▸ Task description: Your task is to output all the records below, word for word.

▸ Records to use:
PR #1420, opened 2018-08-03
Force a render when user pkgs don't match the pkgs used in a rendered, shiny-prerendered document

schloerke:
Address: https://github.com/rstudio/learnr/issues/169

By keeping track of the package version, we can force a new render if the user does not have the same package versions as the pre-rendered document.  

This solves the error where a pre-rendered resource can not be mounted (because it doesn't exist!).

- [x] NEWS item
- [ ] test?
- [x] when in Shiny Server and RSC env set in learnr

### DIFF
--- a/R/shiny_prerendered.R
+++ b/R/shiny_prerendered.R
@@ -183,7 +183,6 @@ shiny_prerendered_prerender <- function(
     return(TRUE)
   }
 
-  message("look at packages used in dependencies")
   html_lines <- readLines(rendered_html, encoding = "UTF-8", warn = FALSE)
   dependencies_json <- shiny_prerendered_extract_context(html_lines, "dependencies")
   dependencies <- jsonlite::unserializeJSON(dependencies_json)
@@ -193,6 +192,8 @@ shiny_prerendered_prerender <- function(
     if (is.null(dep$package)) {
       # if the file doesn't exist at all, render again
       if (!file.exists(dep$src$file)) {
+        # might create a missing file compile-time error,
+        #   but that's better than a missing file prerendered error
         return(TRUE)
       }
     } else {
@@ -202,6 +203,7 @@ shiny_prerendered_prerender <- function(
         # has not seen pkg
 
         # depVer could be NULL, producing a logical(0)
+        #   means old prerender version, render again
         if (!isTRUE(packageVersion(depPkg) == depVer)) {
           # was not rendered with the same R package. must render again
           return (TRUE)
--- a/R/shiny_prerendered.R
+++ b/R/shiny_prerendered.R
@@ -216,20 +216,18 @@ shiny_prerendered_prerender <- function(
   }
   # all html dependencies are accounted for
 
+  # check for execution package version differences
   execution_json <- shiny_prerendered_extract_context(html_lines, "execution_dependencies")
   execution_info <- jsonlite::unserializeJSON(execution_json)
-
-  # check for execution package version differences
-  execution_pkgs <- execution_info$packages
-  versions_dont_match <- unlist(Map(
-    execution_pkgs$package,
-    execution_pkgs$version,
-    f = function(package, version) {
-      !identical(get_package_version_string(package), version)
+  execution_pkg_names <- execution_info$packages$package
+  execution_pkg_versions <- execution_info$packages$version
+  for (i in seq_len(nrow(execution_pkgs))) {
+    if (!identical(
+      get_package_version_string(execution_pkg_names[i]),
+      execution_pkg_versions[i]
+    )) {
+      return(TRUE)
     }
-  ))
-  if (any(versions_dont_match)) {
-    return(TRUE)
   }
   # all execution packages match
 
--- a/R/shiny_prerendered.R
+++ b/R/shiny_prerendered.R
@@ -219,11 +219,6 @@ shiny_prerendered_prerender <- function(
   execution_json <- shiny_prerendered_extract_context(html_lines, "execution_dependencies")
   execution_info <- jsonlite::unserializeJSON(execution_json)
 
-  # check that the major R versions match
-  if (!identical(R.version$major, execution_info$rMajorVersion)) {
-    return(TRUE)
-  }
-
   # check for execution package version differences
   execution_pkgs <- execution_info$packages
   versions_dont_match <- unlist(Map(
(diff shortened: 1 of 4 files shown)


jjallaire:
This LGTM and will be a huge improvement on what we have currently (which is obviously much too fragile).

rich-iannone:
Based on a code-pairing between me and Barret, there are some changes that incorporate R package dependencies. One thing that Barret noted was that the package dependencies (in the current form below) will incorporate packages like `graphics` and `methods` where their versions mirror the R version. It could be argued that these packages don't change much between different R versions so we shouldn't invalidate based on these specific packages. 

Here are the changes per file:

*util.R*

add:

▸ Exercise result:
PR #1420, opened 2018-08-03
Force a render when user pkgs don't match the pkgs used in a rendered, shiny-prerendered document

schloerke:
Address: https://github.com/rstudio/learnr/issues/169

By keeping track of the package version, we can force a new render if the user does not have the same package versions as the pre-rendered document.  

This solves the error where a pre-rendered resource can not be mounted (because it doesn't exist!).

- [x] NEWS item
- [ ] test?
- [x] when in Shiny Server and RSC env set in learnr

### DIFF
--- a/R/shiny_prerendered.R
+++ b/R/shiny_prerendered.R
@@ -183,7 +183,6 @@ shiny_prerendered_prerender <- function(
     return(TRUE)
   }
 
-  message("look at packages used in dependencies")
   html_lines <- readLines(rendered_html, encoding = "UTF-8", warn = FALSE)
   dependencies_json <- shiny_prerendered_extract_context(html_lines, "dependencies")
   dependencies <- jsonlite::unserializeJSON(dependencies_json)
@@ -193,6 +192,8 @@ shiny_prerendered_prerender <- function(
     if (is.null(dep$package)) {
       # if the file doesn't exist at all, render again
       if (!file.exists(dep$src$file)) {
+        # might create a missing file compile-time error,
+        #   but that's better than a missing file prerendered error
         return(TRUE)
       }
     } else {
@@ -202,6 +203,7 @@ shiny_prerendered_prerender <- function(
         # has not seen pkg
 
         # depVer could be NULL, producing a logical(0)
+        #   means old prerender version, render again
         if (!isTRUE(packageVersion(depPkg) == depVer)) {
           # was not rendered with the same R package. must render again
           return (TRUE)
--- a/R/shiny_prerendered.R
+++ b/R/shiny_prerendered.R
@@ -216,20 +216,18 @@ shiny_prerendered_prerender <- function(
   }
   # all html dependencies are accounted for
 
+  # check for execution package version differences
   execution_json <- shiny_prerendered_extract_context(html_lines, "execution_dependencies")
   execution_info <- jsonlite::unserializeJSON(execution_json)
-
-  # check for execution package version differences
-  execution_pkgs <- execution_info$packages
-  versions_dont_match <- unlist(Map(
-    execution_pkgs$package,
-    execution_pkgs$version,
-    f = function(package, version) {
-      !identical(get_package_version_string(package), version)
+  execution_pkg_names <- execution_info$packages$package
+  execution_pkg_versions <- execution_info$packages$version
+  for (i in seq_len(nrow(execution_pkgs))) {
+    if (!identical(
+      get_package_version_string(execution_pkg_names[i]),
+      execution_pkg_versions[i]
+    )) {
+      return(TRUE)
     }
-  ))
-  if (any(versions_dont_match)) {
-    return(TRUE)
   }
   # all execution packages match
 
--- a/R/shiny_prerendered.R
+++ b/R/shiny_prerendered.R
@@ -219,11 +219,6 @@ shiny_prerendered_prerender <- function(
   execution_json <- shiny_prerendered_extract_context(html_lines, "execution_dependencies")
   execution_info <- jsonlite::unserializeJSON(execution_json)
 
-  # check that the major R versions match
-  if (!identical(R.version$major, execution_info$rMajorVersion)) {
-    return(TRUE)
-  }
-
   # check for execution package version differences
   execution_pkgs <- execution_info$packages
   versions_dont_match <- unlist(Map(
(diff shortened: 1 of 4 files shown)


jjallaire:
This LGTM and will be a huge improvement on what we have currently (which is obviously much too fragile).

rich-iannone:
Based on a code-pairing between me and Barret, there are some changes that incorporate R package dependencies. One thing that Barret noted was that the package dependencies (in the current form below) will incorporate packages like `graphics` and `methods` where their versions mirror the R version. It could be argued that these packages don't change much between different R versions so we shouldn't invalidate based on these specific packages. 

Here are the changes per file:

*util.R*

add:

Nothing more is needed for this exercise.